If she brought out the best in her male leads, she was never subservient to them. If she fell in love with them, when the film ended, you were sometimes not sure that she’d stay with them.

You wanted to stay with her. She was the tomboy you’d grown up with, caught tadpoles with, watched, awestruck, as she hit the snot out of softball. And then, suddenly, when you were about thirteen, you realized that you were in love with her. (She went to the Prom with someone else.)

The real Jean Arthur was filled with near-constant anxiety, filled with self-doubt, and acting took, for her, immense reservoirs of courage that lay hidden deep inside. Only the singer Carly Simon, I think, has experienced stage fright as severe as Arthur’s was.

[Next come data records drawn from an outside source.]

PR #342, opened 2023-12-03
Fix hiding of member with different return type

sungam3r:
Transferred from https://github.com/PublicApiGenerator/PublicApiGenerator/pull/226

изображение


sungam3r:
@stakx This one is ready for review.

изображение

4 years....

PR #367, opened 2024-02-15
Update the Verify.Xunit example

peymanr34:
The `UsesVerify` attribute is [no longer required](https://github.com/VerifyTests/Verify/pull/1131) and it can be removed.


sungam3r:
Thanks.

PR #391, opened 2024-09-13
Order types by Namespace before FullName

### LINKED ISSUE #389: Unexpected ordering on FullName
When dumping this API, the namespace `A.C` is listed before `A` as we compare the types by `FullName` and `"A.C.B"` comes before `"A.D"`.
```cs
namespace A
{
    public class D;
}

namespace A.C
{
    public class B;
}
```

```
[assembly: System.Runtime.Versioning.TargetFramework(".NETCoreApp,Version=v8.0", FrameworkDisplayName=".NET 8.0")]
namespace A.C
{
    public class B
    {
        public B() { }
    }
}
namespace A
{
    public class D
    {
        public D() { }
    }
}
```

If I then add a new type `A.A`, the dump now lists the namespace `A` before `A.C` as `"A.A"` comes before `"A.C.B"`.

```cs
namespace A
{
    public class A;
}

namespace A
{
    public class D;
}

namespace A.C
{
    public class B;
}
```

```
[assembly: System.Runtime.Versioning.TargetFramework(".NETCoreApp,Version=v8.0", FrameworkDisplayName=".NET 8.0")]
namespace A
{
    public class A
    {
        public A() { }
    }
    public class D
    {
        public D() { }
    }
}
namespace A.C
{
    public class B
    {
        public B() { }
    }
}
```

The real issue for me is not _how_ the types are ordered but that adding a single type to one namespacce will re-order _other_ namespaces, which makes it harder to diff.
As I understand from reading #56 and #138 one goal for this project is to make the output friendly for diffing.
Since GitHub uses the myers diff algorithm, which is not great with moving elements, the diff can be quite confusing.

A suggestion is to create a custom `TypeReference` comparer and first compare by `Namespace` and then by `Name`.
I'm trying that out [here](https://github.com/jnyrup/PublicApiGenerator/tree/jn/type_ordering)
This works for the case above, but I note that `TypeReference.FullName` also looks at `IsNested` and whether `NameSpace` is null or empty - I haven't thought about how this should be compared.

Here's a test to reproduce:
```cs
[Fact]
public void Should_order_namespaces_alphabetically2()
{
    AssertPublicApi(
    [
        typeof(A.D),
        typeof(A.C.B),
    ],
@"namespace PublicApiGeneratorTests.A
{
    public class D
    {
        public D() { }
    }
}
namespace PublicApiGeneratorTests.A.C
{
    public class B
    {
        public B() { }
    }
}");
}

namespace A
{
    public class D;
}

namespace A.C
{
    public class B;
}
```

jnyrup:
This fixes #389

### DIFF
--- a/src/PublicApiGenerator/ApiGenerator.cs
+++ b/src/PublicApiGenerator/ApiGenerator.cs
@@ -91,12 +91,12 @@ public static class ApiGenerator
         var compileUnit = new CodeCompileUnit();
         if (options.IncludeAssemblyAttributes && assembly.HasCustomAttributes)
         {
-            PopulateCustomAttributes(assembly, compileUnit.AssemblyCustomAttributes, attributeFilter);
+            PopulateCustomAttributes(assembly, compileUnit.AssemblyCustomAttributes, attributeFilter, options.TypeComparer);
         }
 
         var publicTypes = assembly.Modules.SelectMany(m => m.GetTypes())
             .Where(shouldIncludeType)
-            .OrderBy(t => t, new TypeReferenceComparer());
+            .OrderBy(t => t, options.TypeComparer);
         foreach (var publicType in publicTypes)
         {
             var @namespace = compileUnit.Namespaces.Cast<CodeNamespace>().FirstOrDefault(n => n.Name == publicType.Namespace);
@@ -108,7 +108,7 @@ public static class ApiGenerator
 
             using (NullableContext.Push(publicType))
             {
-                var typeDeclaration = CreateTypeDeclaration(publicType, options.DenyNamespacePrefixes, options.AllowNamespacePrefixes, options.UseDenyNamespacePrefixesForExtensionMethods, attributeFilter);
+                var typeDeclaration = CreateTypeDeclaration(publicType, options.DenyNamespacePrefixes, options.AllowNamespacePrefixes, options.UseDenyNamespacePrefixesForExtensionMethods, attributeFilter, options.TypeComparer);
                 @namespace.Types.Add(typeDeclaration);
             }
         }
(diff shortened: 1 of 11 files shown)


sungam3r:
@jnyrup Thanks for contribution. I'm sure it would be better to opt-in in such feature since for many users it will be breaking change forcing them to reorder approval files. Please add new option in `ApiGeneratorOptions` like `public OrderMode OrderBy { get; set; } = OrderMode.FullName;`

```
public enum OrderMode
{
    FullName,
    NamespaceThenFullName,
}
```

jnyrup:
Thanks for the feedback.
Opt-in does indeed seems like a good compromise 👍

I've went ahead and implemented the suggestion with an `OrderMode` enum exposed in `ApiGeneratorOptions`.

What do you think about instead generalizing this to let the user provide the `TypeReference` comparer?
The downside being that we then reference `Mono.Cecil.TypeReference` in the PublicApiGenerator API.

```cs
public Comparer<TypeReference> TypeComparer { get; set; } = new FullNameComparer();
```

Where `FullNameComparer` would be 
```cs
internal sealed class FullNameComparer : Comparer<TypeReference>
{
    public override int Compare(TypeReference x, TypeReference y) =>
        StringComparer.Ordinal.Compare(x.FullName, y.FullName);
}
```

sungam3r:
> What do you think about instead generalizing this to let the user provide the TypeReference comparer?

I would not. All Mono.Cecil stuff is internal implementation detail.

src/PublicApiGenerator/OrderMode.cs
```diff
@@ -0,0 +1,16 @@
...
+/// <summary>
+/// Used to instruct the generator how to order types.
+/// </summary>
+public enum OrderMode
+{
+    /// <summary>
+    /// Order types by <see cref="Type.FullName"/>
+    /// </summary>
+    FullName = 0,
+    /// <summary>
```
sungam3r, line 12:
```suggestion

    /// <summary>
```

src/PublicApiGenerator/ApiGeneratorOptions.cs
```diff
@@ -81,4 +83,23 @@ public class ApiGeneratorOptions
...
+    {
+        get => _orderBy;
+        set
+        {
+            _orderBy = value;
+            TypeComparer = value == OrderMode.NamespaceThenFullName
+                ? new NamespaceThenFullNameComparer()
+                : new FullNameComparer();
+        }
+    }
```
sungam3r, line 102:
```suggestion
    /// <summary>
    /// Instructs the generator how to order types. Defaults to <see cref="OrderMode.FullName"/>
    /// </summary>
    public OrderMode OrderBy
    {
        get => TypeComparer is FullNameComparer ? OrderMode.FullName : OrderMode.NamespaceThenFullName;
        set
        {
            TypeComparer = value == OrderMode.NamespaceThenFullName
                ? new NamespaceThenFullNameComparer()
                : new FullNameComparer();
        }
    }
```

src/PublicApiGenerator/ApiGeneratorOptions.cs
```diff
@@ -81,4 +83,20 @@ public class ApiGeneratorOptions
...
+    /// Instructs the generator how to order types. Defaults to <see cref="OrderMode.FullName"/>
+    /// </summary>
+    public OrderMode OrderBy
+    {
+        get => TypeComparer is FullNameComparer ? OrderMode.FullName : OrderMode.NamespaceThenFullName;
+        set
+        {
+            TypeComparer = value == OrderMode.NamespaceThenFullName
+                ? new NamespaceThenFullNameComparer()
+                : new FullNameComparer();
```
sungam3r, line 97:
```suggestion
            TypeComparer = value == OrderMode.FullName
                ? new FullNameComparer()
                : new NamespaceThenFullNameComparer();
```

src/PublicApiGenerator/ApiGenerator.cs
```diff
@@ -290,7 +291,7 @@ private static CodeTypeDeclaration CreateTypeDeclaration(TypeDefinition publicTy
                 declaration.BaseTypes.Add(publicType.BaseType.CreateCodeTypeReference(publicType));
             }
         }
-        foreach (var @interface in publicType.Interfaces.OrderBy(i => i.InterfaceType.FullName, StringComparer.Ordinal)
+        foreach (var @interface in publicType.Interfaces.OrderBy(i => i.InterfaceType, typeComparer)
```
sungam3r, line 294: I'm not sure about it. This sorts implemented interfaces like `A : I1, I2`. I think sorting should always work as `.OrderBy(i => i.InterfaceType.FullName, StringComparer.Ordinal)`.

sungam3r: The same for generic parameters and type members. In other words new setting should work only for "top-level entities" - types/namespaces.

jnyrup:
Addressed the comment about only sorting top-level types and Code Coverage should also be better now - let's see what CI thinks.

sungam3r:
Append new enum in `ExcludeTypes` list inside `Should_exclude_types` test.

jnyrup:
> Append new enum in `ExcludeTypes` list inside `Should_exclude_types` test.

Thanks, had branched of before #394

sungam3r:
https://github.com/PublicApiGenerator/PublicApiGenerator/releases/tag/11.3.0

PR #393, opened 2024-11-05
Update README.md

peymanr34:
Added a comment about multiple target frameworks for the `Verify.Xunit` example.


sungam3r:
Thanks.

PR #394, opened 2024-12-08
Allow to explicitly exclude types

### LINKED ISSUE #388: Allow specific types to be excluded
Hi

I've just started to use this library but have encountered an unfortunate issue.

In our API, we expose a public type that is shared between our consumers. However, it is not technically public in the same sense as methods and other types in our API. Our consumers use this type to communicate the global availability of features used for feature flagging, and the type resides in our API to allow easier distribution.

As I can understand from this issue #24, it was decided that such functionality should not be added because any change to the public API is considered a breaking change.
While that makes sense, it's more complex in my specific case.

Right now, I'm using a workaround where I manually remove the type using regex. Still, I'd be more comfortable simply excluding the type directly through the options, similar to how attributes can be excluded (#45).

Are there any plans to extend the options to allow excluding specific types?

From the implementation, adding support for this would be relatively straightforward, and I would also be willing to provide a pull request if the request sounds reasonable.

### LINKED ISSUE #395: Add "XamlGeneratedNamespace" to list of default excluded namespaces
When developing apps using WPF and in debug mode, the tooling (sometimes) adds a `XamlGeneratedNamespace` namespace, "breaking" our tests. It does not generate this namespace in release mode.

I think this is only used during debug for tooling and is not part of the public API. Would you be open to a PR where this namespace is added to the list of default namespaces?

sungam3r:
fixes #388
fixes #395


src/PublicApiGeneratorTests/PublicApiGeneratorTests.csproj
```diff
@@ -26,7 +26,7 @@
   <ItemGroup>
     <PackageReference Include="Microsoft.NET.Test.Sdk" Version="17.10.0" />
     <PackageReference Include="xunit" Version="2.8.0" />
-    <PackageReference Include="xunit.runner.visualstudio" Version="2.8.0" NoWarn="NU1701">
+    <PackageReference Include="xunit.runner.visualstudio" Version="2.5.7" NoWarn="NU1701">
```
sungam3r, line 29: I had to revert it since VS test discoverer was broken.

sungam3r:
@siewers please review that this is what you want

sungam3r:
@stakx @danielmarbach Any objections?

siewers:
@sungam3r, I'm sorry for not getting back to you sooner. It looks exactly like what I need. Thank you!

PR #411, opened 2025-01-03
Add failing test for long string attribute arguments

siewers:
Added a test that shows how long strings as attribute arguments will be surrounded by parenthesis.


sungam3r:
@siewers In #412 I can not reproduce it.

siewers:
That's strange. Let me check if I made a mistake. It was failing locally on my side.

sungam3r:
My bad. Thanks. Replaces by #412.

Issue #116, opened 2016-01-12
Tests in clearwarer-snmp-handlers and clearwater-fvtest create a SNMP agent on the same address.


AME2:
Both clearwater-snmp-handlers/fvtest.conf and clearwater-fv-test/src/fvtest.conf register an SNMP agent on address 16161. This causes the clearwater-snmp-handlers build to fail in Jenkins as clearwarer-fv-test is built first.

To find this we should change the address of the SNMP agent within clearwater-snmp-handlers/fvtest.conf and then modify the snmp commands (snmp_get_raw and snmp_walk) to use the correct SNMP agent.

rkd-msw:
Is this now fixed?

AME2:
Yes it is.
This was fixed by including a constructor in the SNMPTest class within cpp-common that sets the address of the alarm agent that the snmp_get and snmp_walk member functions use.
Then in Clearwater_snmp_handlers in the CustomDefs class (which is a subclass of SNMPTest) its default constructor called the SNMPTest constructor to set the alarm agent to a different value (16162 as opposed to 16161 used in clearwater_fv_test).

PR #117, opened 2016-01-12
[Reviewer: Rob] Tests in clearwater-fvtest and clearwater-snmp-handlers ...

AME2:
now use different alarm agents.
This fixes issue116:
https://github.com/Metaswitch/clearwater-snmp-handlers/issues/116

### DIFF
--- a/ut/alarm_tables_testing.hpp
+++ b/ut/alarm_tables_testing.hpp
@@ -6,6 +6,8 @@
 class CustomDefs: public SNMPTest
 {
 public:
+  CustomDefs() {alarm_address = "16162";}
+  
   AlarmTableDef* def_cleared;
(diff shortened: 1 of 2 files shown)


ut/alarm_tables_testing.hpp
```diff
@@ -6,6 +6,8 @@
 class CustomDefs: public SNMPTest
 {
 public:
+  CustomDefs() {alarm_address = "16162";}
```
rkd-msw: Should you use an [initializer list](http://en.cppreference.com/w/cpp/language/initializer_list) here? We generally prefer that when a constructor is just initializing variables, as they're specifically for that.

rkd-msw:
One comment, otherwise fine to merge.

PR #123, opened 2016-02-29
[Reviewer: Andy] Move things into include/ and src/ directories

rkd-msw:
clearwater-snmp-handlers didn't have "src" and "include" directories - now it does. I've run 'make' and 'make test' successfully.


src/Makefile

Jean retired because those reservoirs were never enough to drown that fear. What she’s left to us, in the fiction of film, is who she really was. Her personal character was marked by courage, by her willingness to confront, over and over, her deepest terrors. These were qualities that became transparent in the characters she played. I hope that somehow, long after her death in Carmel in 1991, that Jean Arthur realizes how admirable she was, both as an actor and as a human being.